[Collected data]

══════════

Issue #2434, opened 2020-10-12
Window Layout option does not work properly


lucydodo:
Details for the issue
--------------------
This issue was discovered and reported by @c-boeckler. However, he/she was not create an issue,
but only reports it as a comment on an existing post and so I make an issue for easy tracking later.

#### What did you do?
- Case 1
  - Execute 'Simplify Window Layout' of 'View' tab
- Case 2
  - Disable all toolbars and execute 'Reset Window Layout' of 'View' tab

#### What did you expect to see?
- Case 1
  - Disabled 'Edit Pragmas' option of the 'View' tab
- Case 2
  - Enabled all toolbars option of the 'View' tab

#### What did you see instead?
- Case 1
  - Not disabled (Screencast : https://youtu.be/_eex4awlcy4)
- Case 2
  - Not enabled (Screencast : https://youtu.be/xgAd8gNx3FE)

Useful extra information
-------------------------
#### What operating system are you using?

- [ ] Windows: ( _version:_ ___ )
- [X] Linux: ( _distro:_ Ubuntu 20.04.1)
- [X] macOS: ( _version:_ macOS Catalina 10.15.6 )
- [ ] Other: ___

#### What is your DB4S version?

- [ ] 3.12.0
- [ ] 3.11.x
- [X] Other: 3.12.99 (Nightly build / Sat, 10 Oct 2020 21:17:37 +0000)

#### Did you also

- [X] Try out the latest nightly version: https://github.com/sqlitebrowser/sqlitebrowser#nightly-builds
- [X] Search for an existing similar issue: https://github.com/sqlitebrowser/sqlitebrowser/issues?utf8=%E2%9C%93&q=is%3Aissue%20

**Note: This issue has already been resolved and is undergoing a code review process. -> #2435**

══════════

What is needed here is every record above, repeated exactly.

_Answer box:_
Issue #2434, opened 2020-10-12
Window Layout option does not work properly


lucydodo:
Details for the issue
--------------------
This issue was discovered and reported by @c-boeckler. However, he/she was not create an issue,
but only reports it as a comment on an existing post and so I make an issue for easy tracking later.

#### What did you do?
- Case 1
  - Execute 'Simplify Window Layout' of 'View' tab
- Case 2
  - Disable all toolbars and execute 'Reset Window Layout' of 'View' tab

#### What did you expect to see?
- Case 1
  - Disabled 'Edit Pragmas' option of the 'View' tab
- Case 2
  - Enabled all toolbars option of the 'View' tab

#### What did you see instead?
- Case 1
  - Not disabled (Screencast : https://youtu.be/_eex4awlcy4)
- Case 2
  - Not enabled (Screencast : https://youtu.be/xgAd8gNx3FE)

Useful extra information
-------------------------
#### What operating system are you using?

- [ ] Windows: ( _version:_ ___ )
- [X] Linux: ( _distro:_ Ubuntu 20.04.1)
- [X] macOS: ( _version:_ macOS Catalina 10.15.6 )
- [ ] Other: ___

#### What is your DB4S version?

- [ ] 3.12.0
- [ ] 3.11.x
- [X] Other: 3.12.99 (Nightly build / Sat, 10 Oct 2020 21:17:37 +0000)

#### Did you also

- [X] Try out the latest nightly version: https://github.com/sqlitebrowser/sqlitebrowser#nightly-builds
- [X] Search for an existing similar issue: https://github.com/sqlitebrowser/sqlitebrowser/issues?utf8=%E2%9C%93&q=is%3Aissue%20

**Note: This issue has already been resolved and is undergoing a code review process. -> #2435**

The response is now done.